■ Task ■
Show every line of the material that follows in which the word "deploy" occurs.

■ Records supplied ■
******************************

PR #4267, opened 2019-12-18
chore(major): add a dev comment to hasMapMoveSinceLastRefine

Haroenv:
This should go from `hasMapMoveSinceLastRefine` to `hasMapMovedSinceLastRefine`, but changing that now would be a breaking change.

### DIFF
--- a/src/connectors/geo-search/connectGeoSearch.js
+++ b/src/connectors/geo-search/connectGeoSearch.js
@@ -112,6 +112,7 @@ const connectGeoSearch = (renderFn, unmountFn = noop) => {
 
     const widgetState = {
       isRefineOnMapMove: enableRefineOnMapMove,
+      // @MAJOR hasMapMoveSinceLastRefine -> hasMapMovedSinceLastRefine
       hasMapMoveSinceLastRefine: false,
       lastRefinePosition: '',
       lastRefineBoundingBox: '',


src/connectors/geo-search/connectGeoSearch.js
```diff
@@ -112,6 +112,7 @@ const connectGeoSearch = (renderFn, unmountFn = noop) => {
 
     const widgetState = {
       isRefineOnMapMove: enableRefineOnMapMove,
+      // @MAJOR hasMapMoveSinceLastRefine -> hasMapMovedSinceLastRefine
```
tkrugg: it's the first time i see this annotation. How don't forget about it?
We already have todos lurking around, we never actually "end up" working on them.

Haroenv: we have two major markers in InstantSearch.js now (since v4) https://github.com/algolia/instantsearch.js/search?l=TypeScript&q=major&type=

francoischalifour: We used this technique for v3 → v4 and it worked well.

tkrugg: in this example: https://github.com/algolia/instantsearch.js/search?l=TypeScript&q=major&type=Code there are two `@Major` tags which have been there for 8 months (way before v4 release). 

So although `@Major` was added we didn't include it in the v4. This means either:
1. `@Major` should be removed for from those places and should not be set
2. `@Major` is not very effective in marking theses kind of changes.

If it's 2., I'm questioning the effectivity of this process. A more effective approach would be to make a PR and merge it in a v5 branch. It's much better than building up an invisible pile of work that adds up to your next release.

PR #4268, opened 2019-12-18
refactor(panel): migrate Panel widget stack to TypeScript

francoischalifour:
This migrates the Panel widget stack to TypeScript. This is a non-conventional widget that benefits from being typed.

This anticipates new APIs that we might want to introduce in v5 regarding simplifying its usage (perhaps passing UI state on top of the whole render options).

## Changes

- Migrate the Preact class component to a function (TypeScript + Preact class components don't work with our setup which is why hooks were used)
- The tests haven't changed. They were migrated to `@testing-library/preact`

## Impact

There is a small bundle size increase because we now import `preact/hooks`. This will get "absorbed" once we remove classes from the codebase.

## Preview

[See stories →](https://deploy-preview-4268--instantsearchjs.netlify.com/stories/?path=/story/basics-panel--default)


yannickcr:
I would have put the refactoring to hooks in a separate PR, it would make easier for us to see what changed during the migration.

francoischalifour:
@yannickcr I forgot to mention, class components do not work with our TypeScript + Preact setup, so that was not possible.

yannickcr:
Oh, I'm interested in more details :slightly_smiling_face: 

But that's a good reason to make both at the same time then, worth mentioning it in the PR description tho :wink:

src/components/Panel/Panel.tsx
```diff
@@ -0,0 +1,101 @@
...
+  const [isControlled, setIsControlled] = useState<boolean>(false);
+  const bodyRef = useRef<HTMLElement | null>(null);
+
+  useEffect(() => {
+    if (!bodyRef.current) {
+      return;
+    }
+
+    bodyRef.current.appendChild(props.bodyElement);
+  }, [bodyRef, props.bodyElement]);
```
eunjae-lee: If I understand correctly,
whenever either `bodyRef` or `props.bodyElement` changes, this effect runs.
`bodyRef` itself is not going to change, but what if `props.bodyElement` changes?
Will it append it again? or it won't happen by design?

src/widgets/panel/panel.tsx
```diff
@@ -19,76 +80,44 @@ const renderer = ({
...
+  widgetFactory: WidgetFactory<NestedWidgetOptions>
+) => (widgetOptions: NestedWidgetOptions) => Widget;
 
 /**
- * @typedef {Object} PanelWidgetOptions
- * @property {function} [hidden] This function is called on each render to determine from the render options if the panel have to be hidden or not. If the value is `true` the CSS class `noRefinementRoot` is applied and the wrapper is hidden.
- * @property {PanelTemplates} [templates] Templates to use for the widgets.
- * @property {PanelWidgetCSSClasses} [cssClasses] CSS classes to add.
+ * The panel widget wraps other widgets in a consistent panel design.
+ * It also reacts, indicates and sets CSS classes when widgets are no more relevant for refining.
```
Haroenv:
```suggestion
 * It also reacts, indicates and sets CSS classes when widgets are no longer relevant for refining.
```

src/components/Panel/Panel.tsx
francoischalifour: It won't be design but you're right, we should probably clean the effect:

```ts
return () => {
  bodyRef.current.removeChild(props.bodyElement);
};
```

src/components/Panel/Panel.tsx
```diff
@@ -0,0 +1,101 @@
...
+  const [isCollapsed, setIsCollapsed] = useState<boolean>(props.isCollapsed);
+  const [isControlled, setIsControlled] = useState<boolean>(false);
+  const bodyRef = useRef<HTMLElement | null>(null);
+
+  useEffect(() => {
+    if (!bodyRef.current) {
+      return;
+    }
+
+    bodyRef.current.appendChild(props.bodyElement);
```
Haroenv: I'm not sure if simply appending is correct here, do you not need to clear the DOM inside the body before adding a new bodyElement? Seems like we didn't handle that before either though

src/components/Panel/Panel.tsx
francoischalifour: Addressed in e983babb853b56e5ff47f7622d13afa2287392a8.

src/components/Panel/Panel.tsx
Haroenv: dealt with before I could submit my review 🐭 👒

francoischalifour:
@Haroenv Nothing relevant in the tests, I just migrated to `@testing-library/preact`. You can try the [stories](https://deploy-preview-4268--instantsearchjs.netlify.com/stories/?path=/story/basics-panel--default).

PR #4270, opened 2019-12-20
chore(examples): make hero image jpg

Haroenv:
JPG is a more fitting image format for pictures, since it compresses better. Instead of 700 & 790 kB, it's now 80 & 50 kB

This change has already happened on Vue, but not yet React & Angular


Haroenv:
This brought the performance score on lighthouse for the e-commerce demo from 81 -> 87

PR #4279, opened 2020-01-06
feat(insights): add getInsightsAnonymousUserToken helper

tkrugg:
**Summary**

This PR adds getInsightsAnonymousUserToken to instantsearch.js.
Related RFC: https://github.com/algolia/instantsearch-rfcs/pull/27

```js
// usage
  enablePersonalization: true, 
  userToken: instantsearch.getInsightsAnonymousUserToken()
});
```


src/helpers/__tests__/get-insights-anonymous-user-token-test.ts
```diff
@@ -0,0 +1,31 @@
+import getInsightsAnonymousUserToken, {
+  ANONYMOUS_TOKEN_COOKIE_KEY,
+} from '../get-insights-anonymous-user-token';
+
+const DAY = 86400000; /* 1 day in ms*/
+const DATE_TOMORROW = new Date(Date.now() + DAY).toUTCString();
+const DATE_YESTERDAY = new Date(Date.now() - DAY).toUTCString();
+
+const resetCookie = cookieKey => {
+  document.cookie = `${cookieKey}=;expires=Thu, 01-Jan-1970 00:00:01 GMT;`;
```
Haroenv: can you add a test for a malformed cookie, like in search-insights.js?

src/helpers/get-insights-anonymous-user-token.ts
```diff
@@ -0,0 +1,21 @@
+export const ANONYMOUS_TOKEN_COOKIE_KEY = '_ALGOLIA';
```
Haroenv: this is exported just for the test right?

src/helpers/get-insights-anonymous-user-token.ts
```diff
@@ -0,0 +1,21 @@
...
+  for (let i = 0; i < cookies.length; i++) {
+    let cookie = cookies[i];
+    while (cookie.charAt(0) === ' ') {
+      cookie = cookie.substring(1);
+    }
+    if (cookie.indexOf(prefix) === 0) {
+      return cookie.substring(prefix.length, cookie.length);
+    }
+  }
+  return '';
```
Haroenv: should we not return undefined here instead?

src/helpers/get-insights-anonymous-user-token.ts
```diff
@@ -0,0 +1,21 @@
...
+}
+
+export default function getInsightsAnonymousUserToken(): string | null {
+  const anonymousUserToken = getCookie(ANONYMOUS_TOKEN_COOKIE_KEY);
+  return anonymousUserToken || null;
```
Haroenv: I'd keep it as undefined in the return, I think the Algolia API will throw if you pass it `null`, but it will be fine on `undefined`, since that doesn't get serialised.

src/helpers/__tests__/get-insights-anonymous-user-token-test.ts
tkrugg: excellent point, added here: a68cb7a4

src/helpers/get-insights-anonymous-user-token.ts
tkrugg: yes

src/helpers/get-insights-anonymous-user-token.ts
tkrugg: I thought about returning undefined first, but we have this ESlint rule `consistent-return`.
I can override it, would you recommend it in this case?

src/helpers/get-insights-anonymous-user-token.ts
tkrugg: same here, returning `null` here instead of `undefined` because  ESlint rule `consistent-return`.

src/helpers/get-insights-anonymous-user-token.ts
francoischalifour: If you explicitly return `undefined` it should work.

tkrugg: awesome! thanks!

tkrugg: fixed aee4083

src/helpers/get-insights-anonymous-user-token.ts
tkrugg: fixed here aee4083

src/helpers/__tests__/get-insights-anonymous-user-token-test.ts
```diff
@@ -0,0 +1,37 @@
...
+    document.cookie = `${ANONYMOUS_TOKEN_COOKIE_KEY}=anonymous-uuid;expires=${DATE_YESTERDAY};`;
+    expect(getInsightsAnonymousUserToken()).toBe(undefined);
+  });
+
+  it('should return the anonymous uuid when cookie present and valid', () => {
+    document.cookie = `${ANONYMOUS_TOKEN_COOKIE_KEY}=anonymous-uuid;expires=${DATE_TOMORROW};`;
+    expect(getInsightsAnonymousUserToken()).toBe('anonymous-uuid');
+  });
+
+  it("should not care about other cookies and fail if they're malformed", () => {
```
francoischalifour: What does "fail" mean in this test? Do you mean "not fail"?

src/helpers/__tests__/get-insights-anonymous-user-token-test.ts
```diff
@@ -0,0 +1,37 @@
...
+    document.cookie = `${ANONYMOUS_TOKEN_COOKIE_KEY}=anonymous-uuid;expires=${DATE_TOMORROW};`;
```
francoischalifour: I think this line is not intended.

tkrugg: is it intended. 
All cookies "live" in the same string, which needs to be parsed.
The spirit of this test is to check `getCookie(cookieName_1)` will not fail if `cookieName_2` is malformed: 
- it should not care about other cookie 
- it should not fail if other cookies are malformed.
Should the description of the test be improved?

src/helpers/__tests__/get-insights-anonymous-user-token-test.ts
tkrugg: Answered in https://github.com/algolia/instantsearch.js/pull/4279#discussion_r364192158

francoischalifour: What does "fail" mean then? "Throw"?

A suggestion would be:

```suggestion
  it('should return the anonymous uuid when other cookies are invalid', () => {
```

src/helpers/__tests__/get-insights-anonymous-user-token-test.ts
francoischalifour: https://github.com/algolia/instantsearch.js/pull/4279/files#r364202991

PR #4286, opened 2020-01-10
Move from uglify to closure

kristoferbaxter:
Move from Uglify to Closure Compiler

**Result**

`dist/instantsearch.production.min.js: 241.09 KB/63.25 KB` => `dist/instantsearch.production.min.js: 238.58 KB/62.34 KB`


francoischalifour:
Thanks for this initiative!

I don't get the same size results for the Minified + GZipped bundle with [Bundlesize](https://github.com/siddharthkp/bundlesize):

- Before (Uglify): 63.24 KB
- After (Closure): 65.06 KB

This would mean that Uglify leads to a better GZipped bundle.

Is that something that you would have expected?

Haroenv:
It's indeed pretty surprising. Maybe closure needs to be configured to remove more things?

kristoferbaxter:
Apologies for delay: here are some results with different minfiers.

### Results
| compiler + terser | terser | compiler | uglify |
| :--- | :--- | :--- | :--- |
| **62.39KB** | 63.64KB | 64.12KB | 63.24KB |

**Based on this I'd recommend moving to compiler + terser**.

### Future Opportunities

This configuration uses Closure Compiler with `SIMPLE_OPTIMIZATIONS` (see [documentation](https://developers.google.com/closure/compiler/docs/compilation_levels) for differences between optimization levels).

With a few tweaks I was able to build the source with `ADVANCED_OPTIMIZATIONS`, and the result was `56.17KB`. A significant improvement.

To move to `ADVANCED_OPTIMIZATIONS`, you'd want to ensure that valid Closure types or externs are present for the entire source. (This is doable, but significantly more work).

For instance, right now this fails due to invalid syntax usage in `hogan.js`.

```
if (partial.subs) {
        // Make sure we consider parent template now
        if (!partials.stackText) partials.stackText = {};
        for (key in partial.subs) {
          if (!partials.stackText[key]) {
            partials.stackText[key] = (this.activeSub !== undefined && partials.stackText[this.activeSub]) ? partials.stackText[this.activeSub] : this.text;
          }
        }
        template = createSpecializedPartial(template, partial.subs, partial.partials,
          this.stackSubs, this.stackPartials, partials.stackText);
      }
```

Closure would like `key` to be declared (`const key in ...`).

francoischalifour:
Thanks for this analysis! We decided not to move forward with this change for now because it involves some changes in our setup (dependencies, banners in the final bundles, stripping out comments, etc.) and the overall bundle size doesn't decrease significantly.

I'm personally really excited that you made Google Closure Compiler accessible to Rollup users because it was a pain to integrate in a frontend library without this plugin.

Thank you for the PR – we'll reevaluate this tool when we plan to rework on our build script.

******************************

■ Output ■
[See stories →](https://deploy-preview-4268--instantsearchjs.netlify.com/stories/?path=/story/basics-panel--default)
@Haroenv Nothing relevant in the tests, I just migrated to `@testing-library/preact`. You can try the [stories](https://deploy-preview-4268--instantsearchjs.netlify.com/stories/?path=/story/basics-panel--default).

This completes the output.